> **Your goal**:
Go through the entries and tally the lines containing the word "migration". Only the total is wanted.

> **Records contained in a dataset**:
PR #41323, opened 2026-02-19
fix(workers/global): migrate string-based `repositoryCacheForceLocal`

jamietanna:
## Changes

For users who had previously set `RENOVATE_X_REPO_CACHE_FORCE_LOCAL` to
a non-empty string, we can make sure to auto-migrate them to the
expected value of `true`.

Because this is an environment variable, we cannot use a migration, and
so instead need to handle it when we're performing the manual migration.

## Context

## AI assistance disclosure

The public repository: <URL>

### DIFF
--- a/lib/workers/global/config/parse/env.ts
+++ b/lib/workers/global/config/parse/env.ts
@@ -1,4 +1,4 @@
-import { isArray } from '@sindresorhus/is';
+import { isArray, isNonEmptyString } from '@sindresorhus/is';
 import JSON5 from 'json5';
 import { getOptions } from '../../../../config/options/index.ts';
 import type { AllConfig } from '../../../../config/types.ts';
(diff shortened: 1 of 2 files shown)


lib/workers/global/config/parse/env.ts
```diff
@@ -117,6 +117,9 @@ function massageConvertedExperimentalVars(
       // special case to use a more consistent prefix with other `repositoryCache` options
       if (key === 'RENOVATE_X_REPO_CACHE_FORCE_LOCAL') {
         newKey = 'RENOVATE_REPOSITORY_CACHE_FORCE_LOCAL';
+        if (isNonEmptyString(env[key])) {
+          env[key] = 'true';
+        }
```
viceice, line 122:
```suggestion
        } else {
          continue;
        } 
```
don't forward any other value?

viceice (commented):
otherwise lgtm

lib/workers/global/config/parse/env.ts
jamietanna: If it is empty, it doesn't seem to do anything, so this shouldn't be needed? 

But good thinking

viceice (approved):

PR #41333, opened 2026-02-19
feat(logger): take function parameters into account for deduplication

jamietanna:
## Changes

Previously, the `log.once` call would only take into account the "call
site" of the file + line number.

However, we have areas in the codebase (currently, and as part of future
changes) where we need to be able to call the `logger.once` functions
from the same line, but with different parameters.

We then need to make sure that the parameters are correctly passed in to
our `logOnceFn`, so we can then use them.

We use `safe-stable-stringify` to provide a more performant means to
stringify, and then hash the result to avoid large keys.

Because the `logger.once` should only be used with our logger, we can
also make the parameters required, and update tests accordingly.

## Context

## AI assistance disclosure

- [ ] Yes — other (please describe): Claude Sonnet 4.5 (GitHub Copilot + `crush`)

The public repository: <URL>


jamietanna:
Codecov isn't showing a report, as it's still thinking we're running against the old base commit 🤔

viceice (dismissed):

lib/logger/once.ts
```diff
@@ -1,3 +1,6 @@
+import { createHash } from 'crypto';
```
viceice:
```suggestion
import { createHash } from 'node:crypto';
```

to explicit show we want the node built-in

viceice (commented):
otherwise lgtm

viceice (approved):

PR #41386, opened 2026-02-22
fix: resolve cache TTL lazily in `PackageHttpCacheProvider`

zharinov:
## Changes

`PackageHttpCacheProvider` resolved `cacheTtlOverride` eagerly in its constructor.
The Maven datasource creates its instance at module level, before `GlobalConfig.set()`, so the override was silently ignored.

> **Task answer**:
2